WORK TO COMPLETE
Scan the data below and copy each line where "reload" occurs.
[RECORD EXTRACTS Boundary: Start]
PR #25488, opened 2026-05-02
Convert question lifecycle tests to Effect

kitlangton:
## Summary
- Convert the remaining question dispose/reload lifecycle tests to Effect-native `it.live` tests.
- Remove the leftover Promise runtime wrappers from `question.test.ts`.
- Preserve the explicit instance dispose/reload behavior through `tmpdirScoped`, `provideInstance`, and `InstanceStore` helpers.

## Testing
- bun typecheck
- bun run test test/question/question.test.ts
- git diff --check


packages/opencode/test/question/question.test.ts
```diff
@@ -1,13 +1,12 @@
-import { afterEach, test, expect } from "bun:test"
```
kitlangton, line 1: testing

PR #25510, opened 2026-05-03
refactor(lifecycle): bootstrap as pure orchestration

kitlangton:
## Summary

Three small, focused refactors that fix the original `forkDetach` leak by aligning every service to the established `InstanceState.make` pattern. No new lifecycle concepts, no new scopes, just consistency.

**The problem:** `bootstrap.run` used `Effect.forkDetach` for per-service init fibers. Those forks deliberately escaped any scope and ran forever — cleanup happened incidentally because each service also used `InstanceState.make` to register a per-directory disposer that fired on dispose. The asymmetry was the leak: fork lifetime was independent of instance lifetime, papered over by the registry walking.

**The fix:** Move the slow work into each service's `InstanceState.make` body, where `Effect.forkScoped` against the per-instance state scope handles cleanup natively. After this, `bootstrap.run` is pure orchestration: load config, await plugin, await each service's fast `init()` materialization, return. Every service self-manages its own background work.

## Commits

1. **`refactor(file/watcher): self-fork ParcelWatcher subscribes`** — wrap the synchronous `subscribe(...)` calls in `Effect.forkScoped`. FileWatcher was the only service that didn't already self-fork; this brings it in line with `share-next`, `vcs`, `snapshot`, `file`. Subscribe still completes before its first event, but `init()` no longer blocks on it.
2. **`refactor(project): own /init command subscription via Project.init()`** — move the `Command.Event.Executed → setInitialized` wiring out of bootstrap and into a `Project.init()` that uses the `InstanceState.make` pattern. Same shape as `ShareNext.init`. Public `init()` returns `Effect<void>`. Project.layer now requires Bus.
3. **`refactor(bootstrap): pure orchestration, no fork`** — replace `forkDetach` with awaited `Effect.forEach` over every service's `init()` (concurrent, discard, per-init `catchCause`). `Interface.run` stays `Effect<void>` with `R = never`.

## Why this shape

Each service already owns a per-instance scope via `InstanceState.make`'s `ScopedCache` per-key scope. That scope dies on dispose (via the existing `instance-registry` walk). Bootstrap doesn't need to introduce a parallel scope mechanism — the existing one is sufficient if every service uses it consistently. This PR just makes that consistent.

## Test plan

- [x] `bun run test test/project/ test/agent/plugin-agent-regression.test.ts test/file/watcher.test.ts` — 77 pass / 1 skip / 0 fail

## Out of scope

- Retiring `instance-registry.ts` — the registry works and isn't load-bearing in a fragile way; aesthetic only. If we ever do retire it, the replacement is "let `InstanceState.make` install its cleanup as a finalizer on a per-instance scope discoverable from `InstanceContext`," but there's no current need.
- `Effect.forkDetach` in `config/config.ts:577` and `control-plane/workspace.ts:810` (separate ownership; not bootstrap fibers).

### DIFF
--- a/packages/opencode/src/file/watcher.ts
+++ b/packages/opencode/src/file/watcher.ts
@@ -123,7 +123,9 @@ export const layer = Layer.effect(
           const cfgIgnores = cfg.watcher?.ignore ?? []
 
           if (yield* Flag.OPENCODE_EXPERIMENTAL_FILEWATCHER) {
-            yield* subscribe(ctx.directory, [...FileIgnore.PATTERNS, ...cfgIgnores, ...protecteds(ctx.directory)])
[RECORD EXTRACTS Boundary: End]
[RECORD EXTRACTS Boundary: Start]
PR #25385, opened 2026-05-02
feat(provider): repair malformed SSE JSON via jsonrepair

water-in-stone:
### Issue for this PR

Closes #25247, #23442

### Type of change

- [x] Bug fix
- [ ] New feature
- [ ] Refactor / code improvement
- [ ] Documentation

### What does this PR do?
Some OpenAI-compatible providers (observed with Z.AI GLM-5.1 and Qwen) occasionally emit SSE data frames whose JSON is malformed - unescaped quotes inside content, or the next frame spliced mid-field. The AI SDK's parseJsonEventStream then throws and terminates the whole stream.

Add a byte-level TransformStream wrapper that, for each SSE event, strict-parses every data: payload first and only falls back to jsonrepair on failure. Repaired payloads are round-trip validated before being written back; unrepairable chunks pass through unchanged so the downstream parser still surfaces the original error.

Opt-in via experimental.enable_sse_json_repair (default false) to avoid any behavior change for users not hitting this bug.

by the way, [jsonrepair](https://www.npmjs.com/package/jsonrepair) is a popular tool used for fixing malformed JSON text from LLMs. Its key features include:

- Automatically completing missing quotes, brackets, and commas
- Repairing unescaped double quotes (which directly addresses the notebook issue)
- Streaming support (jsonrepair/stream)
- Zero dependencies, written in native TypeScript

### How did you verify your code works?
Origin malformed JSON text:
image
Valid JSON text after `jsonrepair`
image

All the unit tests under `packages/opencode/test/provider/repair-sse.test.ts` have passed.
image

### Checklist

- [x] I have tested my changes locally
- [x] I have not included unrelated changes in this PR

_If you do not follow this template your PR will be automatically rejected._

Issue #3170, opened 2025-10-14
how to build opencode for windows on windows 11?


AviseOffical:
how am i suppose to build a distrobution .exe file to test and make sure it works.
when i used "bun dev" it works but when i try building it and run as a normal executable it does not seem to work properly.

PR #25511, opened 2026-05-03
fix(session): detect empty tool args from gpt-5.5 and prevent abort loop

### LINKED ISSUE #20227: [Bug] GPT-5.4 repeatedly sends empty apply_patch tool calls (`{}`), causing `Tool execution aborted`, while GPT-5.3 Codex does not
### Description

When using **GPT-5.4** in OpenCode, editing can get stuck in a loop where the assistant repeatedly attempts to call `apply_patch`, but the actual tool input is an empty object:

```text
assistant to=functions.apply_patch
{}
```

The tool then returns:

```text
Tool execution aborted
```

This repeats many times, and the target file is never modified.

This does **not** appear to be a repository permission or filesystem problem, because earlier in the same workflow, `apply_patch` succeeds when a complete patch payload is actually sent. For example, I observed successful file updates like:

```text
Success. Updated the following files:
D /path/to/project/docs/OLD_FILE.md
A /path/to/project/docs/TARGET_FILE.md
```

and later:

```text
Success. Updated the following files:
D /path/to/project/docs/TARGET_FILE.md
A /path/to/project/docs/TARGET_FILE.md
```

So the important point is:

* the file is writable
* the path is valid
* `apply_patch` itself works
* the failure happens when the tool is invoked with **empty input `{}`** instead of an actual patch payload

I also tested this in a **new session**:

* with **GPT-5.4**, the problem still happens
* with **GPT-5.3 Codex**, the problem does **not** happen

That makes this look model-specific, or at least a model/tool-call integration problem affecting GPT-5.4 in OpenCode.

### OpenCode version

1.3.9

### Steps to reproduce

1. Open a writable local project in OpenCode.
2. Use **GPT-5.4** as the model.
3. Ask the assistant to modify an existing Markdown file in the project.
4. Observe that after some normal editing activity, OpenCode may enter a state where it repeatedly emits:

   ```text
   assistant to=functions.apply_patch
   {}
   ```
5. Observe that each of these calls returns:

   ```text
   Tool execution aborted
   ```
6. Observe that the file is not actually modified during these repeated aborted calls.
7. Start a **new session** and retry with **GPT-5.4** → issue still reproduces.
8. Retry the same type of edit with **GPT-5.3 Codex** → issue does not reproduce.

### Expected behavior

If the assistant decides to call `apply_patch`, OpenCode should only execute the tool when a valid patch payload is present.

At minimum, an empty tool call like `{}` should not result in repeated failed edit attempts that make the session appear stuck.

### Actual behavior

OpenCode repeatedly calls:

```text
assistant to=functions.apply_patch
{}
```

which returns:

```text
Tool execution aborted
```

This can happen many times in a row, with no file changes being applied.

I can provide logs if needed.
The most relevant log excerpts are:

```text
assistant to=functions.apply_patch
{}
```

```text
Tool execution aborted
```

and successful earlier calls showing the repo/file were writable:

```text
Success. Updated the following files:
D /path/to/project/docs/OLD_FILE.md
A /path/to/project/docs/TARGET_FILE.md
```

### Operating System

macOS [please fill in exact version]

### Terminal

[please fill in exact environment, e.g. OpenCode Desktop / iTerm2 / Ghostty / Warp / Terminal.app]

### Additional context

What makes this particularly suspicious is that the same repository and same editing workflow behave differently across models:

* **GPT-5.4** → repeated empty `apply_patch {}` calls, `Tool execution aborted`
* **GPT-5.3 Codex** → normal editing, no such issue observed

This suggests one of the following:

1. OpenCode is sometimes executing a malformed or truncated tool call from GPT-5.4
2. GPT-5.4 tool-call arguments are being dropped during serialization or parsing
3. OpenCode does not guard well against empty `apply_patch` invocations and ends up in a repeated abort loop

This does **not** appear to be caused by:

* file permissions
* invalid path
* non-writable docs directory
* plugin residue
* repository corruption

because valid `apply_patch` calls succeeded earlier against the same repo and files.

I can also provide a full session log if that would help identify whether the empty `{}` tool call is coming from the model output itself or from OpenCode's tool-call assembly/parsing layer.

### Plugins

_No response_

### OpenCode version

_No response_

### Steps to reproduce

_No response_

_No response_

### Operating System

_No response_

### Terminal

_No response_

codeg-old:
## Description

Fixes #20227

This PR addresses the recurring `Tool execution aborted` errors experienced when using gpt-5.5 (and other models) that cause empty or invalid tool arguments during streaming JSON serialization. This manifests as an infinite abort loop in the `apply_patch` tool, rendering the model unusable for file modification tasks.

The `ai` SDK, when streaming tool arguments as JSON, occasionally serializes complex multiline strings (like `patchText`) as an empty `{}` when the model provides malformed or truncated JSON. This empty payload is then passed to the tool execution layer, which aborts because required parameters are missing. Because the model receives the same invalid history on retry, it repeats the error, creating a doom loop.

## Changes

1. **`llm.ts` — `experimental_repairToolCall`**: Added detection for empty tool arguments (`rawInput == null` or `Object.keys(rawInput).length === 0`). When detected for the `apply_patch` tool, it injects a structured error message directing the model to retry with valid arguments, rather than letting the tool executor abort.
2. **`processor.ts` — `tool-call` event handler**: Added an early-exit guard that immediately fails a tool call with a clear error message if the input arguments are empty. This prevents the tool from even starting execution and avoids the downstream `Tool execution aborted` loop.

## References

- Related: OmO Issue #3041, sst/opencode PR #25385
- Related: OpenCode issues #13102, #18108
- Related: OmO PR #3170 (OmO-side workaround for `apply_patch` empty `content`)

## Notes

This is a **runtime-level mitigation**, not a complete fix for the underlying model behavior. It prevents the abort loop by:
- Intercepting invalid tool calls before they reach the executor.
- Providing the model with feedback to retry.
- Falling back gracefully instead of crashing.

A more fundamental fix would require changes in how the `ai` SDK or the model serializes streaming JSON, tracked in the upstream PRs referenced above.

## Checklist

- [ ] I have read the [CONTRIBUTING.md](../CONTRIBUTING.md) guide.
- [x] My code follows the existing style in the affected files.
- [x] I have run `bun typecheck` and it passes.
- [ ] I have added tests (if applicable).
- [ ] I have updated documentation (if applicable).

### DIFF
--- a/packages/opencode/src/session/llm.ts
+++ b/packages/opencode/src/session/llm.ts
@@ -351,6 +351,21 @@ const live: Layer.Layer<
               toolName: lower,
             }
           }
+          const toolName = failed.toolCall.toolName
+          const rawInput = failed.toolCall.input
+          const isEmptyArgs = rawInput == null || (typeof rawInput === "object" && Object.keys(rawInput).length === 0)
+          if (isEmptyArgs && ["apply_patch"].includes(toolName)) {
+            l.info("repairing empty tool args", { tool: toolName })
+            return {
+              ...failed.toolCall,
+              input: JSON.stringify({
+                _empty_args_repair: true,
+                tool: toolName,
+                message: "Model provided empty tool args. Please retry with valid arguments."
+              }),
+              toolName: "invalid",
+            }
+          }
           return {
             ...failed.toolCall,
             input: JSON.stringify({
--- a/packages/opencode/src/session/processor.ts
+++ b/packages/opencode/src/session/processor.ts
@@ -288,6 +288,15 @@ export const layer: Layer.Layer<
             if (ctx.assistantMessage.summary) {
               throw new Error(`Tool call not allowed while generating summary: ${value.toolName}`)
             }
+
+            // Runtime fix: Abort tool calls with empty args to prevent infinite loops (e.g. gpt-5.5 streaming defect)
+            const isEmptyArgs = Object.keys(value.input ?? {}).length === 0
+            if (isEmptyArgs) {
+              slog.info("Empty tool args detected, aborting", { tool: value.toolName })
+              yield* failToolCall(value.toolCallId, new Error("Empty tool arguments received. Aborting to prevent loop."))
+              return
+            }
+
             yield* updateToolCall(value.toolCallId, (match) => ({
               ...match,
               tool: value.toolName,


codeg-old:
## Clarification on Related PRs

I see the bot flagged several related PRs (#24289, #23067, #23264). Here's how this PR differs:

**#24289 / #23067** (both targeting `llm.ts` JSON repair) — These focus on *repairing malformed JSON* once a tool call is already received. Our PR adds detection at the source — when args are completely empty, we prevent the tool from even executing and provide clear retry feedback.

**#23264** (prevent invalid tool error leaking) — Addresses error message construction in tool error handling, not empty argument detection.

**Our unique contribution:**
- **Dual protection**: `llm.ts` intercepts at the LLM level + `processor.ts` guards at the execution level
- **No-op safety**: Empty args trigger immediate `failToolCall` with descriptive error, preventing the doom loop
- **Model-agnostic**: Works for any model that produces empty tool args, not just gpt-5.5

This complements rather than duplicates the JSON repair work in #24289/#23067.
[RECORD EXTRACTS Boundary: End]
SOLUTION
- Convert the remaining question dispose/reload lifecycle tests to Effect-native `it.live` tests.
- Preserve the explicit instance dispose/reload behavior through `tmpdirScoped`, `provideInstance`, and `InstanceStore` helpers.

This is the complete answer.